One limitation of the current study is that our sample consisted exclusively of so-called WEIRD (Western, Educated, Industrialized, Rich, Democratic) children. Taking turns in response to limited resource problems might be a strategy that comes readily to the Western mind, but is absent in other cultures, thereby limiting the inferences we can draw from the current comparison of Western children’s and chimpanzees’ strategies. However, Zeidler and colleagues8 found that while children from two different Kenyan cultures (Kikuyu, Samburu) showed a very high likelihood of monopolizing a resource on the first of two trials, half of the dyads in both cultures then alternated who would monopolize the resource on the second trial, resulting in turn-taking behaviour across trials. In addition, Silk and House15 report that over ontogeny, similar patterns of reciprocity develop across diverse societies. Thus, although more cross-cultural evidence regarding strategies in limited resource problems is needed, it would seem that alternating access to a resource on an equal basis is not a strategy that is exclusive to Western children. A second limitation of the current study is that we focused on a dyadic version of a competitive resource problem. In many real-world contexts, not only individuals but whole communities or even countries compete for access to scarce resources, making turn-taking a practically and cognitively more demanding strategy. That is to say, strategies that can successfully solve dyadic resource competition might not map clearly onto solutions for multilateral conflicts. There is extensive literature in the political and economic sciences, for example on the topic of common-pool resources (e.g.28), exploring collective strategies for limited resource problems. This work has revealed that some of the strategies investigated here, turn-taking and monopolization, can also be scaled up and employed in multilateral settings. Nevertheless, future work should investigate how chimpanzees and children behave in competitive resource problems that involve a larger number of participants.
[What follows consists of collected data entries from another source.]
Issue #72, opened 2020-12-09
Do not include metadata annotations in Gemini's JSON schema


grighetto:
We've added metadata support in #33 but that should have been added only to the anonymized file when exporting the CQL statements. Instead, it was also included in the JSON output, which makes Gemini fail with:

```
Error: cannot create schema: invalid character '/' looking for beginning of value
```

┆Issue is synchronized with this [Jira Task](https://datastax-oss.atlassian.net/browse/AD-61) by [Unito](https://www.unito.io)
┆Issue Number: AD-61

PR #73, opened 2020-12-09
#72 Remove metadata from JSON export

absurdfarce:


python/adelphi/adelphi/store.py
```diff
@@ -49,7 +49,6 @@ def build_auth_provider(username = None,password = None):
 def with_cluster(cluster_fn, hosts, port, username = None, password = None):
     ep = ExecutionProfile(load_balancing_policy=default_lbp_factory())
     cluster = Cluster(hosts, port=port, auth_provider=build_auth_provider(username,password), execution_profiles={EXEC_PROFILE_DEFAULT: ep})
-    log.info("Connecting to the cluster to get metadata...")
```
absurdfarce, line 52: A minor nit I noticed while testing: this log message is completely out-of-date now

grighetto (approved):

PR #48, opened 2016-05-21
Allow Browser Sync port to be specified from command line

aarondfrancis:
Defaults to the default Browser Sync port: 3000.


mattstauffer:
:+1: Thanks Aaron!

devcircus:
Was about to take a shot at my first PR! Thanks for this!

Issue #51, opened 2016-06-07
Enable Elixir versioning


mattstauffer:
https://laravel.com/docs/elixir#versioning-and-cache-busting

Will require bringing in the `elixir()` helper and making sure it's configured correctly for source and target directories.

joshwhatk:
I would love to see this happen. I tried setting it up, but Jigsaw kept choking on the elixir() call.

For now, I've just added an extra step to my production build where I update file names. ¯\_(ツ)_/¯

joshwhatk:
I finally got it to work, I'm going to submit a pull request for it 😄

PR #54, opened 2016-06-16
Add Elixir versioning

joshwhatk:
Hey Adam,

As mentioned in #51 I was able to set up versioning for jigsaw so it works the same as it does in Laravel.

I included `src/Support/helpers.php` which contains `public_path()` and `elixir()`. `public_path()` makes sure that it uses the `rev-manifest.json` within the source folder. And I included it all in the files section of `composer.json` for autoloading.

I also noticed that it included a duplicate slash if an empty build path was used (which is necessary when using relative paths to fonts or images from css), so I included a check to handle that.

### DIFF
--- a/composer.json
+++ b/composer.json
@@ -12,7 +12,10 @@
     "autoload": {
         "psr-4": {
             "TightenCo\\Jigsaw\\": "src"
-        }
+        },
+        "files": [
+            "src/Support/helpers.php"
+        ]
     },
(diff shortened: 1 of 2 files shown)


mariordev:
This will be really nice to have. Thanks @joshwhatk!

besologic:
@joshwhatk Thanks for your contribution!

In the present studies, children and chimpanzees were exposed to a situation marked by conflict of interest. Child dyads overwhelmingly chose a mutually profitable strategy that allowed both children to finish their task. Chimpanzees showed substantial variation in their behaviour, but most dyads converged on an individually profitable course of action in which one individual consumed the majority of the resource. Both turn-taking and monopolization are possible solutions to limited resource problems. In a sense, children and chimpanzees both solved the current competitive resource problem: in neither species did mutual blocking appear as the dominant strategy. That is, there were no cases of one individual consistently preventing their partner from accessing the resource out of spite. The observation that children mostly opted for a turn-taking strategy and chimpanzees for a monopolization strategy might be grounded, as we have seen above, in their cooperative ecology. While chimpanzees mostly cooperate in the context of long-term cooperative relationships, humans have developed a novel cooperative tool kit – involving skills such as turn-taking – which allows them to create balanced interactions even in ephemeral interactions among strangers.